Interesting. I'll have to dig into the data more, then. I wouldn't be surprised if they beat out NGO's dollar-for-dollar (it's expected for the government to have far more funding via taxes), but I'm more curious about the average efficacy of those dollars.
Your gift of $10 provides 50 meals to 50 families. Well done!
It did absolutely nothing for tens of millions of other families.
The implications of the loss of tax revenue as a result of charitable giving is an exercise I will leave up to the reader.
This is the statement that stood out to me. We've had 5 years of weakening immune systems, which has, with a high probability, contributed further to the spread of TB. History is repeating, again.
I don't believe that USAID can cover, say, the whole of Africa with preventative care. The US cannot cover even all of its own citizens, for a host of reasons, much less 1,5 billion people in exotic regions far from its borders.
Purge of USAID is likely to make the situation worse, but only marginally worse. The real problem is that at least third of humanity doesn't yet have any reasonable healthcare infrastructure, reliable grid (for medical machines to work), public safety (for doctors to survive), etc., etc., etc. If we had a functional recipe to solve such problems, they would likely be solved already.
Do you have a degree in public health?
About a quarter of the entire humanity is infected with TBC bacteria. Two billion people, often in the most remote and poorest places in the world, like Niger or Afghanistan.
You don't have to be a public health professional to calculate that USAID can put a dent to this massive problem, but cannot even dream about reducing it to, say, half of its current size.
My point is that I don't think OP is qualified to say whether or not USAID is putting a meaningful dent in the TB problem.

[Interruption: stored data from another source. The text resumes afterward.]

PR #155, opened 2021-09-29
New options for Patient masking

julianxcarter:
# Summary
Makes the following elements in the Patient resource maskable: `telecom`, `multipleBirth` (both `multipleBirthBoolean` and `multipleBirthInteger`), `photo`, `contact`, `generalPractitioner`, `managingOrganization`, and  `link`.
## New behavior
No changed behavior. The above elements are now supported as options within the `mask` array of the PatientExtractor config.
## Code changes
1. Support for new fields added to the `maskPatientData` function.
2. A new text fixture (`extended-patient-bundle.json`) was added to test masking, given that the newly supported fields are not supported by the CSVExtractors and will only ever occur in resources obtained via a FHIR search.
3. Updated readme to include the new masking fields.
# Testing guidance
1. Ensure that updated unit tests pass.
2. Ensure that the updated masking test fixture has elements consistent with what would be expected on the [CancerPatient resource](https://build.fhir.org/ig/HL7/fhir-mCODE-ig/StructureDefinition-mcode-cancer-patient.html) (namely that `_`s are placed before primitive elements, and that array elements have their dataAbsentReason extension contained within an array).
3. Ensure that the updated mask fixture is valid FHIR. This can be done using the [Inferno FHIR Validator](https://inferno.healthit.gov/validator/)

### DIFF
--- a/src/helpers/patientUtils.js
+++ b/src/helpers/patientUtils.js
@@ -78,7 +78,9 @@ function getPatientName(name) {
  * dataAbsentReason extension with value 'masked'
  * @param {Object} bundle a FHIR bundle with a Patient resource
  * @param {Array} mask an array of fields to mask. Values can be:
- * ['gender','mrn','name','address','birthDate','language','ethnicity','birthsex','race']
+ * 'gender','mrn','name','address','birthDate','language','ethnicity','birthsex',
+ * 'race', 'telecom', 'multipleBirth', 'photo', 'contact', 'generalPractitioner',
+ * 'managingOrganization', and 'link'
  */
 function maskPatientData(bundle, mask) {
   // get Patient resource from bundle
@@ -87,7 +89,24 @@ function maskPatientData(bundle, mask) {
     'Bundle.entry.where(resource.resourceType=\'Patient\').resource,first()',
   )[0];
 
-  const validFields = ['gender', 'mrn', 'name', 'address', 'birthDate', 'language', 'ethnicity', 'birthsex', 'race'];
+  const validFields = [
+    'gender',
+    'mrn',
+    'name',
+    'address',
+    'birthDate',
+    'language',
+    'ethnicity',
+    'birthsex',
+    'race',
+    'telecom',
+    'multipleBirth',
+    'photo',
+    'contact',
+    'generalPractitioner',
+    'managingOrganization',
+    'link',
+  ];
   const masked = extensionArr(dataAbsentReasonExtension('masked'));
 
   mask.forEach((field) => {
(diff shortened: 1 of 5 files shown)


src/helpers/patientUtils.js
```diff
@@ -157,6 +176,32 @@ function maskPatientData(bundle, mask) {
...
+    } else if (field === 'multipleBirth') {
+      if ('multipleBirthBoolean' in patient) {
+        delete patient.multipleBirthBoolean;
+        patient._multipleBirthBoolean = masked;
+      } else if ('multipleBirthInteger' in patient) {
+        delete patient.multipleBirthInteger;
+        patient._multipleBirthInteger = masked;
+      }
+    } else if (field === 'photo' && 'photo' in patient) {
+      delete patient.phoo;
```
Dtphelan1, line 191:
```suggestion
      delete patient.photo;
```
Superrrr small typo

Dtphelan1:
Overall this looks great to me. The one other thing I'll remark on is the resulting bundle is failing validation according to [Inferno's online validator](https://inferno.healthit.gov/validator). The errors I see are screncapped below. That said, I feel confident that our modelling of data-absent-reason for primitive values is correct [based on FHIR's documentation](https://www.hl7.org/fhir/json.html#primitive). I raise the point in case I'm 1) getting different validator results than you, 2) missing another aspect of this problem that might be interesting. 

tl;dr once my super small typo above is addressed, I'm good to approve; modelling data-absent extensions on primitives is hard; validating against them is harder.

Dtphelan1:
Validation errors/warnings image

src/helpers/patientUtils.js
julianxcarter: Good catch! Addressed in commit `713e4ce`

julianxcarter:
> Overall this looks great to me. The one other thing I'll remark on is the resulting bundle is failing validation according to [Inferno's online validator](https://inferno.healthit.gov/validator). The errors I see are screncapped below. That said, I feel confident that our modelling of data-absent-reason for primitive values is correct [based on FHIR's documentation](https://www.hl7.org/fhir/json.html#primitive). I raise the point in case I'm 1) getting different validator results than you, 2) missing another aspect of this problem that might be interesting.
> 
> tl;dr once my super small typo above is addressed, I'm good to approve; modelling data-absent extensions on primitives is hard; validating against them is harder.

I got the same errors and warnings when I ran the validation myself. They seem to be unavoidable for us in the sense that the elements causing them do actually require the properties being detected by the validator, but that including those required bits does amount to PII that's being masked in the first place. Some of these errors could be avoided by including some nebulously appropriate values for some of these elements (perhaps included `"Masked"` as a value for `name.given` and `name.family`, `"unknown"` as a coded value for [`gender`](http://hl7.org/fhir/R4/valueset-administrative-gender.html), or `"UNK"` as a coded value for the [`birthSex` extension](http://hl7.org/fhir/us/core/STU3.1/ValueSet-birthsex.html)). This would inch us closer to valid FHIR in the technical sense, but it's not clear to me that these codes and values are meant to be used in that way. Unfortunately I think in regards to masking we're gonna have to make a choice between semantically correct FHIR, and FHIR that follows the specification to a T.

Dtphelan1:
> > Overall this looks great to me. The one other thing I'll remark on is the resulting bundle is failing validation according to [Inferno's online validator](https://inferno.healthit.gov/validator). The errors I see are screncapped below. That said, I feel confident that our modelling of data-absent-reason for primitive values is correct [based on FHIR's documentation](https://www.hl7.org/fhir/json.html#primitive). I raise the point in case I'm 1) getting different validator results than you, 2) missing another aspect of this problem that might be interesting.
> > tl;dr once my super small typo above is addressed, I'm good to approve; modelling data-absent extensions on primitives is hard; validating against them is harder.
> 
> I got the same errors and warnings when I ran the validation myself. They seem to be unavoidable for us in the sense that the elements causing them do actually require the properties being detected by the validator, but that including those required bits does amount to PII that's being masked in the first place. Some of these errors could be avoided by including some nebulously appropriate values for some of these elements (perhaps included `"Masked"` as a value for `name.given` and `name.family`, `"unknown"` as a coded value for [`gender`](http://hl7.org/fhir/R4/valueset-administrative-gender.html), or `"UNK"` as a coded value for the [`birthSex` extension](http://hl7.org/fhir/us/core/STU3.1/ValueSet-birthsex.html)). This would inch us closer to valid FHIR in the technical sense, but it's not clear to me that these codes and values are meant to be used in that way. Unfortunately I think in regards to masking we're gonna have to make a choice between semantically correct FHIR, and FHIR that follows the specification to a T.

To be clear, I think what we have so far is perfect and the ideal. Just bizarre that validators don't seem keen on handling the else-if case where, if that property cannot be found, then check to see if there is an appropriate data-absent-reason. Might be something to discuss with the inferno team at some point. 

As far as this goes, I'm good to approve

Dtphelan1 (approved):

It's entirely possible that, for example, if you deploy resources amongst individuals that are known to travel, for example, you could significantly eliminate the probability of others being infected (including you and I in the developed world).
The US already spends enough on healthcare to provide gold-standard best-in-the-world coverage to all of its citizens.
It could take any random system better than the one extant in the United States, CTRL-F the country's names in all of the rules and regulations for that system and change it to "The United States", implement that system, and have enough money left over to cure poverty, hunger, and homelessness for $0.00 in extra spending.
We choose not to.
There is too much money to be made so a constant campaign of disinformation and vilification is waged to stop that from happening.
And yes, his cuts will ensure TB and many other once close to extent diseases come back. Just look at measles in the South.